If you add up the things observed in FEMA camps and certain military training and maneuvers in the American Desert of the S.W. USA, and appropriations of DOD on published lists they themselves make online, YES, there are things which indicate future "activity" is being planned for. As to what it may be, I dunno but evidently they anticipate an intenseness that warrants a heck of a lot of training and "stuff" purchased. Millions of rds of hollow point ammo for HS and TSA for example..not just standard ball ammo either. Washington has ordered as many drones, some armed, some not but equipped with GPS and cams, one for each county in all states in USA...and the surprising thing is TO BE USED EXCLUSIVELY in USA, not combat zones (unless USA will be a combat zone).

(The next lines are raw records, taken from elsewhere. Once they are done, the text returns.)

Issue #9223, opened 2024-01-12
CoreDNS override clobbered by reboot


hlx-a1:
**Environmental Info:**
K3s Version: 
```
k3s version v1.28.2+k3s1 (6330a5b4)
go version go1.20.8
```

Node(s) CPU architecture, OS, and Version: 
`Linux core-k8s-1 5.15.0-91-generic #101-Ubuntu SMP Tue Nov 14 13:30:08 UTC 2023 x86_64 x86_64 x86_64 GNU/Linux`

Cluster Configuration:
3 servers, 1 master, 2 agents

**Describe the bug:**
Our workload requires a custom DNS zone to function. To implement this I do 6 things:
1. `mv /var/lib/rancher/k3s/server/manifests/coredns.yaml /var/lib/rancher/k3s/server/manifests/coredns.yaml.backup`
1. `mv coredns.override.yaml /var/lib/rancher/k3s/server/manifests/`
1. `mv coredns.custom.yaml /var/lib/rancher/k3s/server/manifests/`
1. `k3s kubectl apply -f /var/lib/rancher/k3s/server/manifests/mv coredns.override.yaml`
1. `k3s kubectl apply -f /var/lib/rancher/k3s/server/manifests/mv coredns.custom.yaml`
1. delete the coredns pod so that the new one picks up the custom.yaml

**Steps To Reproduce:**
1. `curl -sfL https://get.k3s.io | sh -`
3. `mv /var/lib/rancher/k3s/server/manifests/coredns.yaml /var/lib/rancher/k3s/server/manifests/coredns.override.yaml`
4. `sed -i 's/cache 30/cache 10/' /var/lib/rancher/k3s/server/manifests/coredns.override.yaml`
5. `reboot`
- Installed K3s: 

**Expected behavior:**
I expected the contents of the `kube-system/coredns` ConfigMap to match `/var/lib/rancher/k3s/server/manifests/coredns.override.yaml`

**Actual behavior:**
1. `/var/lib/rancher/k3s/server/manifests/coredns.yaml` was created despite being removed earlier
2. the contents of `kube-system/coredns` ConfigMap do *not* match `/var/lib/rancher/k3s/server/manifests/coredns.override.yaml`

**Additional context / logs:**
I just want a way to serve a custom CoreDNS zone in a way that persists across reboots.

brandond:
[...]

PR #14503, opened 2026-08-07
make explicit where coredns customizations should be made

turettn:
#### Proposed Changes ####

Last week, I added a couple CoreDNS server blocks to my k3s cluster in `kube-system/coredns`.  Today, someone restarted the control plane and the DNS behavior suddenly reverted.  This behavior is documented, but isn't immediately obvious unless you're looking for it.

This PR adds a comment to the top of the CoreDNS Corefile pointing sys-admins in the right direction so they can avoid my mistake.

#### Types of Changes ####

Extra comments in in-cluster configmaps to direct users away from an easy-to-make mistake

#### Verification ####

Spin up a cluster and verify that the comments are there.

#### Testing ####

This could presumably be tested as a Docker test that reads the configmap and confirms that the comment is still there.  I think that's overkill for a comment-only comment, but if you'd like that (or have a better way to test this), let me know and I'll amend the PR.

#### Linked Issues ####

#9223 - same issue, but the proposed solution on the ticket isn't ideal

#### User-Facing Change ####

```release-note
NONE
```

#### Further Comments ####

I won't be offended if this doesn't get merged - it just seemed like a nearly-free quality of life feature.

### DIFF
--- a/manifests/coredns.yaml
+++ b/manifests/coredns.yaml
@@ -53,8 +53,8 @@ metadata:
   namespace: kube-system
 data:
   Corefile: |
-    # THIS FILE IS RESET EVERY TIME THE K3S CONTROL-PLANE IS STARTED
-    # CUSTOMIZATIONS MUST BE MADE IN THE coredns-custom CONFIGMAP
+    # File managed by k3s. DO NOT EDIT.
+    # See: https://docs.k3s.io/advanced#coredns-custom-configuration-imports
     .:53 {
         errors
         health
--- a/manifests/coredns.yaml
+++ b/manifests/coredns.yaml
@@ -53,6 +53,8 @@ metadata:
   namespace: kube-system
 data:
   Corefile: |
+    # THIS FILE IS RESET EVERY TIME THE K3S CONTROL-PLANE IS STARTED
+    # CUSTOMIZATIONS MUST BE MADE IN THE coredns-custom CONFIGMAP
     .:53 {
         errors
         health


turettn:
CI failure appears unrelated:
> `E0811 17:25:47.191140      51 pod_workers.go:1338] "Error syncing pod, skipping" err="failed to \"StartContainer\" for \"metrics-server\" with ImagePullBackOff: \"Back-off pulling image \\\"rancher/mirrored-metrics-server:v0.9.0\\\": ErrImagePull: failed to pull and unpack image \\\"docker.io/rancher/mirrored-metrics-server:v0.9.0\\\": failed to copy: httpReadSeeker: failed open: failed to authorize: failed to fetch anonymous token: Get \\\"https://auth.docker.io/token?scope=%5BREDACTED%5D&service=%5BREDACTED%5D\\\": dial tcp 172.64.144.78:443: i/o timeout\"" pod="kube-system/metrics-server-6dc596dfb8-9tk9r" podUID="9efa38a1-53e9-44d1-a6a1-981ac8751cf6"`

manifests/coredns.yaml
```diff
@@ -53,6 +53,8 @@ metadata:
   namespace: kube-system
 data:
   Corefile: |
+    # THIS FILE IS RESET EVERY TIME THE K3S CONTROL-PLANE IS STARTED
+    # CUSTOMIZATIONS MUST BE MADE IN THE coredns-custom CONFIGMAP
```
brandond: On the one hand, we can't put warnings in EVERY file that should not be modified. On the other hand, this one does seem somewhat more likely for folks to attempt to edit.

How about this - it better matches the language in the containerd config files.

```suggestion
    # File managed by k3s. DO NOT EDIT.
    # See: https://docs.k3s.io/advanced#coredns-custom-configuration-imports
```

brandond (changes requested):

manifests/coredns.yaml
turettn: Works for me.  Thank you!

brandond (approved):

vitorsavian (approved):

There is a long list of "things" aside from the above which indicate something is up. Question is, "what"?
I would guess that since all currency world wide is fiat and that since USA is stressed to cover just interest payment alone (and can NOT cover the actual debt at all) and since USA and Russia are now with troops on the ground in Syria about to go head to head with special ops vs special ops, a lot can happen suddenly. Multiple "trigger" events can happen from geopolitical to military to economic upheavals and natural disasters happening all at once, to initiate and engage mankind itself in a fierce survival situation. I am not predicting anything but only thinking of scenarios. South of the Equator there is no war, no nuclear powers, no Mideast fanatics and no Washington DC military-industrial-petroleum complex, nor economic woe...note that, and note where I moved to.

If someone bugs out from, say, Nebraska to what is considered a safer venue, and someone else bugs out from "the safer venue" to Nebraska, what do the two bug outers say/do when they pass each other going opposite directions in the same nation, and enduring the same national panic? It will be like someone in Hades engulfed in flames looking for a better spot to sustain the flames of the same Hades. Changing countries would be a more logical decision than changing counties or states...and a change to where there are no nuclear targets nor reasons for invasion...essentially agricultural third world countries south of the equator. Ecuador straddles the Equator and I live below the line, sea currents and air currents from the northern hemisphere do NOT cross the equator...go figure...no fallout. Wild game will be killed off almost immediately in a food shortage and edible animals as well no matter who owns what. You can not prevent a parent with two starving babies from obtaining food one way or the other..or groups or troops of them. Bugging out will last only a short time with no more food on yu than what is in your pack or ammo in it as well. Things can get worse fast...compound that with freezing temps and lawlessness, epidemics of colera, dysentery and e-coli spawned from no sewage plant operations (employees paid with what, promises?) and garbage collection (no employees due to same).

A bug out plan is only very temporary at best in a true melt down. Likewise gold/silver. You can't eat metal. No fuel/energy for food processing/delivery, no stores open, power grid fried from EMP.it goes on adnauseum.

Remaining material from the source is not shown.